Ах, как же она несправедлива, эта власть людей, которую они присвоили себе только потому, что превосходят нас по размерам, ходят на двух задних лапах, а большие пальцы их рук смотрят совсем не в ту сторону, что остальные…
Я вновь бросилась в атаку, но на этот раз Томас отшвырнул меня пинком. В этот момент меня схватила Натали, лишив последней возможности отомстить. Она стала что-то тихо говорить, мне даже послышались в ее голосе едва сдерживаемые рыдания и показалось, что по щеке служанки покатилась слеза. Может, она сжалилась надо мной? Но тогда почему не защитила? Сколько я ни протестовала, она отнесла меня в подвал и там заперла.
Предательница!
Я вдруг поняла, что она позвала Томаса только для того, чтобы убить моих детей, потому что у нее самой на это не хватило смелости.

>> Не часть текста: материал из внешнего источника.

PR #300, opened 2022-09-01
[13.0][IMP] rma_sale: Set sale_line_id to refund line.

victoralmau:
Set sale_line_id to refund line.

@Tecnativa

### DIFF
--- a/rma_sale/models/rma.py
+++ b/rma_sale/models/rma.py
@@ -105,3 +105,8 @@ class Rma(models.Model):
         if line:
             line_form.discount = line.discount
             line_form.sequence = line.sequence
+
+    def action_refund(self):
+        super().action_refund()
+        if self.refund_line_id and self.sale_line_id:
+            self.refund_line_id.sale_line_ids = [(4, self.sale_line_id.id)]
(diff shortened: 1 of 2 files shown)


pedrobaeza:
What is the use case? Putting the first invoice found doesn't feel correct.

victoralmau:
> What is the use case? Putting the first invoice found doesn't feel correct.

The use case would be:
- Sales order is confirmed.
- Products are shipped.
- Invoice is created.
- RMA is created.
- Refund invoice is done from RMA.

IMO this refund should be linked to the initial invoice.

pedrobaeza:
Not really, as it's not a reversed entry. It happens the same if you return a product, and make the refund of such return: no reverse entry is linked. The important thing is that the same sales line is linked in both invoice and refund, which is already happening, isn't it?

victoralmau:
Ok, checking in runboat the field `sale_line_ids` (in the invoice line) is not being defined in the refund created from RMA.

pedrobaeza:
Then that's the thing to fix

victoralmau:
Changes done.

pedrobaeza:
Oh, wait, I'm remembering that this was discarded because if not, the SO is put again as invoiceable. Can you check the history to see if it's true?

victoralmau:
You are absolutely right, I have tested it with this change applied and it is just what happens (the SO is put again as invoiceable).

PR #305, opened 2022-09-05
[14.0][FIX] rma

Freni-OSI:

PR #306, opened 2022-09-16
[14.0][FIX] rma (Action v14 compatibility)

patrickrwilson:
Same fix as #305 but for delivery and rma on picking

### DIFF
--- a/rma/models/rma.py
+++ b/rma/models/rma.py
@@ -788,8 +788,6 @@ class Rma(models.Model):
     def action_view_receipt(self):
         """Invoked when 'Receipt' smart button in rma form view is clicked."""
         self.ensure_one()
-        # Force active_id to avoid issues when coming from smart buttons
-        # in other models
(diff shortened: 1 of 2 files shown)


rma/models/rma.py
```diff
@@ -788,8 +788,6 @@ def action_preview(self):
     def action_view_receipt(self):
         """Invoked when 'Receipt' smart button in rma form view is clicked."""
         self.ensure_one()
```
pedrobaeza, line 790: Has this patch been lost?

patrickrwilson: I don't think so, seems to work just fine. Example using rma_sale, which adds a smart button on a SO, clicking through the smart button on the SO, the smart buttons on the RMA work correctly with this change.

pedrobaeza (approved):

pedrobaeza:
We can fast-track it:

/ocabot merge patch

Please fw-port it to v15

PR #308, opened 2022-09-19
[14.0][FIX] rma (Make additional actions 14.0 compatible)

patrickrwilson:
There are more places where the action needed updated with _for_xml_id to be 14.0 compatible and allow users without settings access to use the button actions. Similar fixes as #305 #306


patrickrwilson:
@pedrobaeza I didn't notice the other methods that had these same issues, so here is the fix for those too. I will also port forward to v15 when time allows.

pedrobaeza (approved):

pedrobaeza:
Let's finish it:

/ocabot merge patch

PR #313, opened 2022-09-22
[14.0][FIX] rma_sale: Allow to request a rma from portal order page only with portal user permission

victoralmau:
Allow to request a rma from portal order page only with portal user permission

@Tecnativa

### DIFF
--- a/rma_sale/README.rst
+++ b/rma_sale/README.rst
@@ -99,6 +99,7 @@ Contributors
   * Ernesto Tejeda
   * Pedro M. Baeza
   * David Vidal
+  * Víctor Martínez
 
 * Chafique Delli <chafique.delli@akretion.com>
 * Giovanni Serra - Ooops <giovanni@ooops404.com>
--- a/rma_sale/controllers/sale_portal.py
+++ b/rma_sale/controllers/sale_portal.py
@@ -25,7 +25,7 @@ class CustomerPortal(CustomerPortal):
         except (AccessError, MissingError):
             return request.redirect("/my")
         order_obj = request.env["sale.order"]
-        wizard_obj = request.env["sale.order.rma.wizard"]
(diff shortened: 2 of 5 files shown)


victoralmau:
Another related and similar issue: right now it is not possible to generate a rma from the order page without a logged in user, this is correct, right?

pedrobaeza:
>  right now it is not possible to generate a rma from the order page without a logged in user, this is correct, right?

Do you mean having the link with a token? That's correct IMO.

pedrobaeza (approved):

rma_sale/security/ir.model.access.csv
```diff
@@ -1,3 +1,5 @@
 id,name,model_id:id,group_id:id,perm_read,perm_write,perm_create,perm_unlink
 access_sale_order_rma_wizard_user_all,sale.order.rma.wizard.user.all,model_sale_order_rma_wizard,rma.rma_group_user_all,1,1,1,1
+access_sale_order_rma_wizard_portal_all,sale.order.rma.wizard.portal.all,model_sale_order_rma_wizard,base.group_portal,1,1,1,1
```
chienandalu: Wouldn't a `sudo` fit this issue better? We're giving portal users whole rights to that model :thinking:

victoralmau: This is just about a wizard, do you think this could be a security issue?

vincenzo-riggi:
tested and working

rma_sale/security/ir.model.access.csv
pedrobaeza: Please change to sudo as commented by chat

victoralmau:
Changes done.

rma-portal

Linked RMAs does not work (rma listing) if no user is logged in.

pedrobaeza:
@chienandalu do you agree?

chienandalu (approved):
Great :)

PR #318, opened 2022-10-26
[13.0][FIX] rma: multiple substitution moves

chienandalu:
The product replacement could explode into several moves like in the case of MRP BoM kits.

cc @Tecnativa TT40194

please review @pedrobaeza @victoralmau

### DIFF
--- a/rma/models/rma.py
+++ b/rma/models/rma.py
@@ -1134,11 +1134,14 @@ class Rma(models.Model):
         self._ensure_can_be_replaced()
         moves_before = self.delivery_move_ids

Сидя в темноте, я вынашивала планы мести. Натали была мне ненавистна. Кто дал ей право кастрировать самцов и воровать у матери детей? Представители этого вида, должно быть, чувствуют себя гораздо выше нас, раз относятся к кошкам с таким презрением!
Я ненавидела людей.
Как они посмели со мной так поступить?
Я помышляла о мести и желала им смерти. Всем и каждому. Пусть поубивают друг друга своими войнами и террористическими атаками. Нет, на это уйдет слишком много времени. Я сама должна нанести точный, молниеносный удар.
Меня охватила такая ярость, что я переколотила в подвале все, что попадалось на пути. Сбросила банки с вареньем, разбила бутылки с вином, разодрала все, что было сделано из материи или бумаги.
Да кем они себя возомнили, эти люди?! Лес и траву они превратили в бетонные города, дерево пустили на мебель, а нам отвели роль игрушек одноразового использования! Ведь мы для них всего лишь безделушки, которые, наигравшись, выбрасывают на помойку, как любой другой предмет, больше не радующий глаз.
Нет, я больше не желаю налаживать с ними контакт; единственное, чего мне хочется, это их уничтожить. Всех. Чтобы ни один не выжил. Даже Натали. Я немного успокоилась, сделала глубокий вдох и выдохнула.
Порушив в подвале все, что только можно, я совершенно обессилела и забилась в угол, где до этого прятала котят в надежде их спасти. В воздухе все еще витал их запах.
Наконец мне удалось уснуть. Мне приснился сон, в котором я опять была богиней Бастет и стояла в храме города Бубастис. На мне было платье, на ногах туфли, шею украшало ожерелье, очень похожее на маячок GPS, но с гораздо большим кулоном.
Вокруг распростерлись тысячи людей, поклонявшихся мне и хором скандировавших мое имя: «Бас-тет! Бас-тет!»
Я повелела им принести в жертву их детей. Матери принесли их в корзинах. По моему приказу в живых оставили только пятерых, чтобы они положили начало новому поколению – смиренному и рабски покорному. «По возможности, пощадите рыжих».
Других новорожденных бросали в унитаз, я дергала за ручку, и они друг за другом исчезали в водовороте.
Рядом стоял Пифагор.
– Ты слишком строга с ними, Бастет, – мяукнул он.